The Court made it clear that relying solely on the ECHR for protection against being forced to return to a dangerous country is not the only option. This suggests that even if the UK no longer adheres to the ECHR, it still has a responsibility under other global agreements and its own laws to ensure the safety of asylum-seekers and prevent them from being sent back to hazardous situations.

So, what comes next? The recently appointed Home Secretary, James Cleverly, has revealed plans to enhance the current agreement with Rwanda by creating a new treaty that addresses concerns. This treaty would include a clause specifying that individuals sent to Rwanda cannot be transferred to any other country, ensuring their return to the UK. Nevertheless, according to current UK legislation, individuals sent to a third country cannot come back to the UK. There are still no details regarding the terms of the treaty, necessary modifications, and whether Rwanda would accept them.

The leader of the government also gave a reply to the decision by saying that he plans on creating an urgent law that will announce Rwanda as a secure nation. Additionally, he mentioned that this rule would not be hindered by the European Court of Human Rights (ECtHR) or any other court. It is important to note that no judicial branch, including the ECtHR, has the power to nullify a Parliamentary Act.

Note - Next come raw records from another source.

Issue #4718, opened 2023-10-25
Improve parallelization of reads through VariablePageSizeColumnChunkPageStore


malhotrashivam:
It looks like while reading a parquet file using`VariablePageSizeColumnChunkPageStore`, to reach a particular page, we’re materializing every prior page sequentially. This makes the reading process extremely serial since pages cannot be read independently in parallel.

We should check if we can avoid the materialization for pages before the target page by simply reading headers to determine the page size boundaries instead of materializing whole pages prematurely.

We can also looking at widening the lock so we have less switching, too… right now it’s in extendOnePage.

malhotrashivam:
On further inspection, its clear that we don't materialize whole pages to reach any particular page but just iterate over all the headers to calculate the number of rows. We are fixing this issue by introducing a new offset index based page store for faster page access as part of #4844

malhotrashivam:
As noted earlier, `VariablePageSizeColumnChunkPageStore` does not materialize full pages but just the page headers.
Also, going forward, we are using `OffsetIndexBasedColumnChunkPageStore` whenever offset index is present in the file, since it provides faster access for pages. 
So we don't have any immediate need or clear path to optimize `VariablePageSizeColumnChunkPageStore` any further.

PR #4844, opened 2023-11-15
Added offset index based parquet reading support

### LINKED ISSUE #4717: Properly use fixed page size reader for parquet
For reading the pages of a parquet file, we have two approaches:
- `FixedPageSizeColumnChunkPageStore` : If the page sizes are fixed
- `VariablePageSizeColumnChunkPageStore`: if the page sizes are variable. This logic is more complex and time consuming since we need to determine page size boundaries properly for each page.

Currently, we always use `VariablePageSizeColumnChunkPageStore`. 

As part of this issue, we should properly use and test `FixedPageSizeColumnChunkPageStore`.

malhotrashivam:
Currently, while reading a particular row from a parquet file,
- We first check if the row is in any of the pages read so far.
- If not, we keep on extending one page till we reach the required page containing the row. Extending the page means computing the number of rows and setting up some internal data structures for each page.
All of this happens inside `VariablePageSizeColumnChunkPageStore`.

Some of the above operations can be optimized using `OffsetIndex` data structure.
[OffsetIndex](https://github.com/apache/parquet-format/blob/master/PageIndex.md#:~:text=a%20scan%20predicate-,OffsetIndex,-%3A%20this%20allows%20navigation) is an optional field in Parquet which gives us three things for each page in a parquet file:
1. Byte offset
2. Compressed page size
3. Index of first row _(<- Most useful for this PR)_

So for locating a page containing a row, we can directly binary search inside the offset index and don't need to extend pages up to that page. Doing this helps speed up sparse reads and improves the parallelization.

This PR makes the change and also fixes a bug in writing offset index for array and vector columns. Because of this bug fix, we can not use the old code to read the parquet files generated with the new code. So the PR is backwards compatible but not forwards compatible.

Also, as part of this PR, we are deleting the `FixedPageSizeColumnChunkPageStore` because to detect if page sizes are fixed, we need offset index. So fixed page size support is added in the new `OffsetIndexBasedColumnChunkPageStore`.

Benchmarking results: https://docs.google.com/document/d/19AIp6UpHTWpbmxo0ldkBYyuRKOIhlGLP2NHU26jOeOM/edit?usp=sharing

Closes #4717, #4718 
Related to #4879


extensions/parquet/base/src/main/java/io/deephaven/parquet/base/ColumnChunkReader.java
```diff
@@ -32,9 +34,24 @@ public interface ColumnChunkReader {
      */
     int getMaxRl();
 
+    /**
+     * @return The offset index for this column chunk, or null if it not found in the metadata.
+     */
+    @Nullable
+    OffsetIndex getOffsetIndex();
+
     interface ColumnPageReaderIterator extends Iterator<ColumnPageReader>, AutoCloseable {
```
malhotrashivam, line 43: Should I rename this class to `ColumnPageReaderAccessor` because now there are two ways to create a ColumnPageReader for a particular page, we can either iterate and get it from `next()` or we can directly create one using the page number?

extensions/parquet/table/src/main/java/io/deephaven/parquet/table/pagestore/FixedPageSizeColumnChunkPageStore.java
```diff
@@ -17,6 +17,10 @@
 import java.lang.ref.WeakReference;
 import java.util.Arrays;
 
+/**
+ * Unused class, use {@link OffsetIndexBasedColumnChunkPageStore} instead because to check if the page sizes are fixed
+ * without actually reading the page headers, we need offset index.
+ */
 class FixedPageSizeColumnChunkPageStore<ATTR extends Any> extends ColumnChunkPageStore<ATTR> {
```
malhotrashivam, line 24: Should I delete this class? I also hit exceptions while using it but didn't dig too deep. So it has some unidentified bugs too.

extensions/parquet/table/src/main/java/io/deephaven/parquet/table/pagestore/OffsetIndexBasedColumnChunkPageStore.java
```diff
@@ -0,0 +1,154 @@
...
+    }
+
+    private ChunkPage<ATTR> getPage(final int pageNum) {
+        if (pageNum < 0 || pageNum >= numPages) {
+            throw new IllegalArgumentException("pageNum " + pageNum + " is out of range [0, " + numPages + ")");
+        }
+        final PageCache.IntrusivePage<ATTR> page;
+        WeakReference<PageCache.IntrusivePage<ATTR>> pageRef = pages[pageNum];
+        if (pageRef == null || pageRef.get() == null) {
+            synchronized (objectsForSynchronizingPageAccess[pageNum]) {
```
malhotrashivam, line 101: Is there a better way to synchronize access here?
Basically, I want to prevent two threads from extending the same page.

extensions/parquet/table/src/test/java/io/deephaven/parquet/table/ParquetTableReadWriteTest.java
```diff
@@ -614,6 +614,94 @@ private Table maybeFixBigDecimal(Table toFix) {
...
+        try {
+            ParquetTools.readTable(new File(path)).select();
+        } catch (RuntimeException e) {
+            if (e.getCause() instanceof InvalidParquetFileException) {
+                final String InvalidParquetFileErrorMsgString = "Invalid parquet file detected, please ensure the " +
+                        "file is fetched properly from Git LFS. Run commands 'git lfs install; git lfs pull' inside " +
+                        "the repo to pull the files from LFS. Check cause of exception for more details.";
+                throw new UncheckedDeephavenException(InvalidParquetFileErrorMsgString, e.getCause());
+            }
+            throw e;
```
devinrsmith, line 653: Looks like this block is repeated a couple of times, would be nice to make method for it.

extensions/parquet/table/src/test/java/io/deephaven/parquet/table/ParquetTableReadWriteTest.java
```diff
@@ -614,6 +614,94 @@ private Table maybeFixBigDecimal(Table toFix) {
...
+        }
+        final ParquetMetadata metadata = new ParquetTableLocationKey(new File(path), 0, null).getMetadata();
+        assertTrue(metadata.getFileMetaData().getKeyValueMetaData().get("deephaven").contains("\"version\":\"0.4.0\""));
+
+        path = ParquetTableReadWriteTest.class.getResource("/ReferenceParquetVectorData.parquet").getFile();
+        ParquetTools.readTable(new File(path)).select();
```
devinrsmith, line 659: Given it's easy to generate the source data, I think we should check that the table contents are equal - this will also save you from needing to materialize via select.

Going to put a plug in for `readSingleFileTable` once #4831 merges

Ditto for other call site like this.

extensions/parquet/table/src/test/java/io/deephaven/parquet/table/ParquetTableReadWriteTest.java
```diff
@@ -614,6 +614,94 @@ private Table maybeFixBigDecimal(Table toFix) {
...
+        assertTrue(ColumnChunkPageStore.satisfiesMinimumVersionRequirements("0.32.0"));
+        assertTrue(ColumnChunkPageStore.satisfiesMinimumVersionRequirements("1.3.0"));
+    }
+
+    @Test
+    public void testWritingDifferentPageSizes() {
+        // Make a table with arrays of decreasing sizes such that different pages will have different number of rows
+        Table arrayTable = TableTools.emptyTable(100).update(
+                "intArrays = java.util.stream.IntStream.range(0, i).toArray()").reverse();
+        final File dest = new File(rootFile + File.separator + "testWritingDifferentPageSizes.parquet");
```
devinrsmith, line 685: Typical idiom is to do `new File(rootFile, name)`

extensions/parquet/table/src/test/java/io/deephaven/parquet/table/ParquetTableReadWriteTest.java
```diff
@@ -614,6 +614,94 @@ private Table maybeFixBigDecimal(Table toFix) {
...
+        final ParquetInstructions writeInstructions = new ParquetInstructions.Builder()
+                .setTargetPageSize(ParquetInstructions.MIN_TARGET_PAGE_SIZE)
+                .build();
+        ParquetTools.writeTable(arrayTable, dest, writeInstructions);
+        Table fromDisk = ParquetTools.readTable(dest).select();
+        TstUtils.assertTableEquals(arrayTable, fromDisk);
```
devinrsmith, line 691: This pattern should also be easier after PR lands.

extensions/parquet/table/src/test/java/io/deephaven/parquet/table/ParquetTableReadWriteTest.java
```diff
@@ -614,6 +614,94 @@ private Table maybeFixBigDecimal(Table toFix) {
...
+        // Make a table such that only the last page has different number of rows, all else have equal number
+        final long NUM_ROWS = 1000;
+        arrayTable = TableTools.emptyTable(NUM_ROWS).update(
+                "intArrays = (i <= 900) ? java.util.stream.IntStream.range(i, i+50).toArray() : " +
+                        "java.util.stream.IntStream.range(i, i+2).toArray()");
+        ParquetTools.writeTable(arrayTable, dest, writeInstructions);
+        fromDisk = ParquetTools.readTable(dest);
+        // Access something on the last page to make sure we can read it
+        final int[] data = (int[]) fromDisk.getColumnSource("intArrays").get(998);
+        assertTrue(data.length == 2 && data[0] == 998 && data[1] == 999);
```
devinrsmith, line 702: I'm not a fan of chaining multiple asserts together w/ an `&&` like this; each should be tested w/ more specific method:

```java
assertEquals(2, data.length);
assertEquals(998, data[0]);
...
```

devinrsmith (commented):
This is not my full review. Just took a quick look at the tests for now. I'll wait until after Ryan's review to dig down deeper.

extensions/parquet/base/src/main/java/io/deephaven/parquet/base/ColumnChunkReaderImpl.java
```diff
@@ -300,6 +319,17 @@ nullMaterializerFactory, path, getFilePath(), fieldTypes, offsetIndex.getOffset(
             return columnPageReader;
         }
 
+        @Override
+        public ColumnPageReader getPageReader(final int pageNum) {
+            if (pageNum > offsetIndex.getPageCount()) {
+                throw new RuntimeException(
```
rcaudy, line 325: Prefer `IllegalArgumentException` or some flavor or `UncheckedDeephavenException`.

extensions/parquet/table/src/main/java/io/deephaven/parquet/table/pagestore/OffsetIndexBasedColumnChunkPageStore.java
devinrsmith: Good question. How many pages are there typically? It is unfortunate we need to pre-create this state per-page. See other comment I made, may be better way to structure this.

extensions/parquet/table/src/main/java/io/deephaven/parquet/table/pagestore/OffsetIndexBasedColumnChunkPageStore.java
```diff
@@ -0,0 +1,154 @@
...
+     */
+    private boolean isPageSizeFixed;
+    /**
+     * Fixed number of rows per page, only valid if {@link #isPageSizeFixed} is true. Used to map from row index to page
+     * number.
+     */
+    private final long fixedPageSize;
+    private final Object[] objectsForSynchronizingPageAccess;
+    private final ColumnPageReader[] columnPageReaders;
+    private final WeakReference<PageCache.IntrusivePage<ATTR>>[] pages;
```
devinrsmith, line 35: I wonder if it's better to organize this w/ a single array, potentially do away w/ the Object.

```java
class PageState {
  ColumnPageReader reader;
  WeakReference<PageCache.IntrusivePage<ATTR>> page;
}
private final PageState[] states;
```

I think there's a two-stage sync model where you wouldn't even have to allocate the states up front:

```java
PageState get(int i) {
  if (states[i] == null) {
    // global sync if not allocated
    synchronize(this) {
      if (states[i] == null) {
        states[i] = new PageState();
      }
    }
  }
}

class PageState {
  ...
  PageCache.IntrusivePage<ATTR> get() {
    PageCache.IntrusivePage<ATTR> localPage;
    if ((localPage = page) == null)) {
      synchronize(this) {
          if ((localPage = page) == null)) {
           ...
         }
      }
      return localPage;
    }
```

I think this is better than maintaining Object sidecar model.

extensions/parquet/base/src/main/java/io/deephaven/parquet/base/ColumnPageReaderImpl.java
```diff
@@ -577,6 +577,15 @@ private void ensureNumValues() throws IOException {
         if (numValues >= 0) {
             return;
         }
+        if (pageHeader == null) {
+            try (final SeekableByteChannel readChannel = channelsProvider.getReadChannel(filePath)) {
+                readChannel.position(offset);
+                ensurePageHeader(readChannel);
```
rcaudy, line 583: Something is wrong with the flow in this code. All of the places that `ensurePageHeader(SeekableByteChannel)` are positioning the channel to `offset`. But `offset` is non-final, and set in both the constructor and in `ensurePageHeader`. I'm hoping that overwriting it in `ensurePageHeader` is wrong and can be removed....

extensions/parquet/table/src/main/java/io/deephaven/parquet/table/pagestore/FixedPageSizeColumnChunkPageStore.java
rcaudy: Yes, delete it. I understand that that's a feature in the offset-indexed version.

extensions/parquet/table/src/main/java/io/deephaven/parquet/table/pagestore/OffsetIndexBasedColumnChunkPageStore.java
devinrsmith: Does `ColumnPageReader` need to be a hard ref? In this model I posted, can we have `WeakRef<PageState>` instead?

extensions/parquet/table/src/main/java/io/deephaven/parquet/table/pagestore/OffsetIndexBasedColumnChunkPageStore.java
```diff
@@ -0,0 +1,154 @@
...
+        isPageSizeFixed = true;
+        final long firstPageSize;
+        if (numPages > 1) {
+            firstPageSize = offsetIndex.getFirstRowIndex(1) - offsetIndex.getFirstRowIndex(0);
+        } else {
+            firstPageSize = numRows();
+        }
+        objectsForSynchronizingPageAccess = new Object[numPages];
+        for (int i = 0; i < numPages; ++i) {
+            objectsForSynchronizingPageAccess[i] = new Object();
```
rcaudy, line 59: Instead of using an array of locks (which is what this is), we could probably race to construct readers and CAS them into place in an `AtomicReferenceArray`, then synchronize on the readers as the previous implementations did.

To clarify, the patterns you might consider look like:
```
localReader = array.get(index);
if (localReader == null && !array.compareAndSet(index, null, localReader = constructReader(index)) {
    localReader = array.get(index);
} 
```
You might be able to simplify:
```
localReader = array.get(index);
if (localReader == null) {
    localReader = array.compareAndGet(index, e -> e == null ? constructReader(index) : e);
} 
```

extensions/parquet/table/src/main/java/io/deephaven/parquet/table/pagestore/FixedPageSizeColumnChunkPageStore.java
devinrsmith: Yes, I would delete if unused.

extensions/parquet/base/src/main/java/io/deephaven/parquet/base/ColumnChunkReader.java
```diff
@@ -32,9 +34,24 @@ public interface ColumnChunkReader {
...
         void close() throws IOException;
+
+        /**
+         * Directly access a page reader for a given page number. This is an optional method that may not be
+         * implemented. Note that the user should either use {@link Iterator} methods or this method, but not both.
+         */
+        @Nullable
+        default ColumnPageReader getPageReader(final int pageNum) {
+            return null;
+        };
```
devinrsmith, line 54: extraneous `;`

extensions/parquet/table/src/main/java/io/deephaven/parquet/table/pagestore/OffsetIndexBasedColumnChunkPageStore.java
```diff
@@ -0,0 +1,154 @@
...
+            if (isPageSizeFixed && i > 0
```
rcaudy, line 60: The logic as you have it is checking the first page unnecessarily while processing the second page.

You should comment that you don't care about the size of the last page, because we can always infer that a row that would come from past the end of the last page (were it the fixed size) must be read from the last page.

extensions/parquet/base/src/main/java/io/deephaven/parquet/base/ColumnChunkReader.java
```diff
@@ -32,9 +34,24 @@ public interface ColumnChunkReader {
...
     interface ColumnPageReaderIterator extends Iterator<ColumnPageReader>, AutoCloseable {
         @Override
         void close() throws IOException;
+
+        /**
+         * Directly access a page reader for a given page number. This is an optional method that may not be
+         * implemented. Note that the user should either use {@link Iterator} methods or this method, but not both.
+         */
+        @Nullable
+        default ColumnPageReader getPageReader(final int pageNum) {
```
devinrsmith, line 52: IMO, we should add a method `boolean supportsDirectAccess()` and make sure our implementations have proper assertions (for example, in `OffsetIndexBasedColumnChunkPageStore`)

extensions/parquet/table/src/main/java/io/deephaven/parquet/table/pagestore/OffsetIndexBasedColumnChunkPageStore.java
rcaudy: See answer regarding atomic CAS for reader objects.

extensions/parquet/base/src/main/java/io/deephaven/parquet/base/ColumnChunkReader.java
devinrsmith: The other half of me thinks this should be a _separate_ interface, not merged w/ `ColumnPageReaderIterator`. Are there any cases where a consumer doesn't know their exact access patterns a priori?

```java
...
    interface ColumnPageDirectorAccessor extends AutoCloseable {
        ColumnPageReader getPageReader(final int pageNum);
        
        @Override
        void close() throws IOException;
    }
    
    ColumnPageReaderIterator getPageIterator() throws IOException;
    
    ColumnPageDirectorAccessor getPageAccessor() throws IOException;
    ...
```

extensions/parquet/table/src/main/java/io/deephaven/parquet/table/pagestore/OffsetIndexBasedColumnChunkPageStore.java
```diff
@@ -0,0 +1,154 @@
...
+        if (pageRef == null || pageRef.get() == null) {
+            synchronized (objectsForSynchronizingPageAccess[pageNum]) {
+                // Make sure no one materialized this page as we waited for the lock
+                pageRef = pages[pageNum];
+                if (pageRef == null || pageRef.get() == null) {
+                    if (columnPageReaders[pageNum] == null) {
+                        columnPageReaders[pageNum] = columnPageReaderIterator.getPageReader(pageNum);
+                    }
+                    try {
+                        page = new PageCache.IntrusivePage<>(toPage(offsetIndex.getFirstRowIndex(pageNum),
```
rcaudy, line 109: I do kind of wonder if we shouldn't just allocate readers on demand when we are forced to read pages, or just get rid of readers altogether.

You sort of "need" to keep one in the legacy case with no offset indexes, or at least remember the offset index information you constructed during iteration for future use.

In this case, you get nothing but a lock and some garbage from having a reader object.

Maybe the answer is to change the legacy code to just populate offset index data on demand and use that to do your reads.

Note that reader objects currently hold:
1. 7 references that are shared by all readers for a particular column chunk (wasteful)
2. 4 fields specific to the page

I think we could refactor the "read one page" code to live inside a column chunk reader, passing the 4 "per page fields" down as needed. Or, we could have short-lived parameter objects to hold those fields. We ought not to be caching page headers indefinitely, etc.

Then you could do the `updateAndGet` pattern around the actual reading, maybe.

I'm OK with divorcing the "use offset indexes" PR from the "get rid of long-lived reader objects" PR, but I do think we should be making this change; these kinds of overheads add up rapidly at the scale we see in enterprise use-cases.

extensions/parquet/table/src/main/java/io/deephaven/parquet/table/pagestore/ColumnChunkPageStore.java
```diff
@@ -48,25 +53,60 @@ private CreatorResult(@NotNull final ColumnChunkPageStore<ATTR> pageStore,
...
     public static <ATTR extends Any> CreatorResult<ATTR> create(
             @NotNull final PageCache<ATTR> pageCache,
             @NotNull final ColumnChunkReader columnChunkReader,
             final long mask,
-            @NotNull final ToPage<ATTR, ?> toPage) throws IOException {
-        final boolean fixedSizePages = columnChunkReader.getPageFixedSize() >= 1;
-        final ColumnChunkPageStore<ATTR> columnChunkPageStore = fixedSizePages
-                ? new FixedPageSizeColumnChunkPageStore<>(pageCache, columnChunkReader, mask, toPage)
+            @NotNull final ToPage<ATTR, ?> toPage,
+            @NotNull final ColumnDefinition<?> columnDefinition) throws IOException {
```
devinrsmith, line 96: This is _technically_ a "breaking" change; another reason I don't like how our implementation is structured right now. Not your issue, but just noting. https://github.com/deephaven/deephaven-core/issues/4850

rcaudy (commented):
Mostly high-level review pass. Be sure that we keep enterprise in the loop regarding forwards compatibility issue, and look for more external validation of our new approach to writing and interpreting offset indexes.

extensions/parquet/table/src/main/java/io/deephaven/parquet/table/pagestore/ColumnChunkPageStore.java
```diff
@@ -48,25 +53,60 @@ private CreatorResult(@NotNull final ColumnChunkPageStore<ATTR> pageStore,
...
+        final boolean canUseOffsetIndex = canUseOffsetIndexBasedPageStore(columnChunkReader, columnDefinition);
```
devinrsmith, line 97: It's unfortunate we have to weave the logic like this - the pervasive passing of `version` now is less than ideal IMO. Maybe we want to have the implementations have access to the full `TableInfo` instead?

devinrsmith (commented):
Will take another pass soon; need to take a break.

extensions/parquet/table/src/main/java/io/deephaven/parquet/table/metadata/TableInfo.java
```diff
@@ -61,11 +61,11 @@ public final Map<String, ColumnTypeInfo> columnTypeMap() {
...
 
     /**
-     * @return The Deephaven release version when this metadata format was defined
+     * @return The Deephaven release version when this metadata format was updated
      */
     @Value.Default
     public String version() {
-        return "0.4.0";
+        return "0.31.0";
     }
```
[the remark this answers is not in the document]
malhotrashivam: I think we made the change assuming it would be Larry's change that will change the metadata.
But you are right Devin, its not obvious that this needs to be changed every time we change the metadata.

@rcaudy  can you please look at this comment once if its okay to change this field's semantics to writeVersion?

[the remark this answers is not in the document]
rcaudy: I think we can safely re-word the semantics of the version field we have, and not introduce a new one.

The task for the government is to determine whether this proposal will be enacted as legislation prior to the upcoming election. Though the bill may be approved promptly by the government's majority in the Commons, the Lords' schedule is beyond their control, and they may scrutinize or postpone the bill's passage.

A law stating that Rwanda is secure wouldn't release the UK from its duties under worldwide law. UK and Strasbourg courts might still rule that this law breaches human rights. Yet, the law would still be in effect. The actual result of passing such a law would be detrimental to the UK's positive record on human rights and reputation for following its global commitments.

The UK's only immediate option is to come to terms with a nation that is secure (which it is currently attempting to do). A total of 56 countries (8 of which are solely for males) are classified as safe according to the Illegal Migration Act- but so far, the UK has only reached an agreement with Rwanda. Many of the countries on the list are grappling with their own migration issues, making it unlikely for them to take in individuals seeking asylum from the UK. Hence why, until they work things out with Rwanda, no one gets deported.

Rewritten: Senior researcher Dr. Joelle Grogan from the UK in a Changing Europe provides insights.